Fairly or not then, Horowitz comes across as a man whose political conversion came at little personal expense and is not deeply felt nor well considered. No principles are involved; it is all on the surface. Here again it is helpful to look at what Chambers wrote in his letter :
One thing most ex-Communists could agree upon: they
broke because they wanted to be free. They
do not all mean the same thing by "free." Freedom
is a need of the soul, and nothing else. It is in
striving toward God that the soul strives continually
after a condition of freedom. God alone is the
inciter and guarantor of freedom. He is the only
guarantor. External freedom is only an aspect of
interior freedom. Political freedom, as the Western
world has known it, is only a political reading of
the Bible. Religion and freedom are indivisible.
Without freedom the soul dies. Without the soul
there is no justification for freedom. Necessity
is the only ultimate justification known to the mind.
Hence every sincere break with Communism is a religious
experience, though the Communist fail to
identify its true nature, though he fail to go to
the end of the experience. His break is the political
expression of the perpetual need of the soul whose
first faint stirring he has felt within him years,
months or days before he breaks. A Communist breaks
because he must choose at last between
irreconcilable opposites-- God or Man, Soul or Mind,
Freedom or Communism.
Communism is what happens when, in the name of Mind,
men free themselves from God. But its
view of God, its knowledge of God, its experience
of God, is what alone gives character to a society
or a nation, and meaning to its destiny.

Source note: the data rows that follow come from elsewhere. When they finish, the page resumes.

PR #322, opened 2023-08-04
Drop legacy EL6 data

bastelfreak:
Result of a discussion we had in https://github.com/voxpupuli/beaker-hostgenerator/pull/321


ekohl:
Perhaps Puppet folks can weigh in here.

ekohl (changes requested):
I'd actually like to continue using `oracle`. Writing out `oraclelinux` is tedious. We didn't change `centos` to `centoslinux` and also don't write `centosstream`.

In puppet_metadata we can make sure to generate the right name.

bastelfreak:
I cleaned it up for the future. I think that's legacy code that could be removed with the next major release.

Its culture,
the voice of this character, is merely that view,
knowledge, experience, of God, fixed by its most
intense spirits in terms intelligible to the mass of
men. There has never been a society or a nation
without God. But history is cluttered with the
wreckage of nations that became indifferent to God,
and died.
The crisis of Communism exists to the degree in which
it has failed to free the peoples that it rules
from God. Nobody knows this better than the Communist
Party of the Soviet Union. The crisis of
the Western world exists to the degree in which
it is indifferent to God. It exists to the degree in
which the Western world actually shares Communism's
materialist vision, is so dazzled by the logic
of the materialist interpretation of history, politics
and economics, that it fails to grasp that, for it,
the only possible answer to the Communist challenge:
Faith in God or Faith in Man? is the
challenge: Faith in God.
Economics is not the central problem of this century.
It is a relative problem which can be solved in
relative ways. Faith is the central problem of this
age. The Western world does not know it, but it
already possesses the answer to this problem--but
only provided that its faith in God and the freedom
He enjoins is as great as Communism's faith in Man.
Chambers, contrary to the assumptions inherent in Churchill's bon mot,
burned with passion, a passion for Freedom. At its most basic, conservatism
is indeed a belief that "freedom is a need of the soul;" this need, so
evident in Witness,
does not similarly burn within the soul of the David Horowitz revealed
in Radical Son. Therefore, while the book succeeds as an indictment
of the Left, it fails utterly as a statement of faith.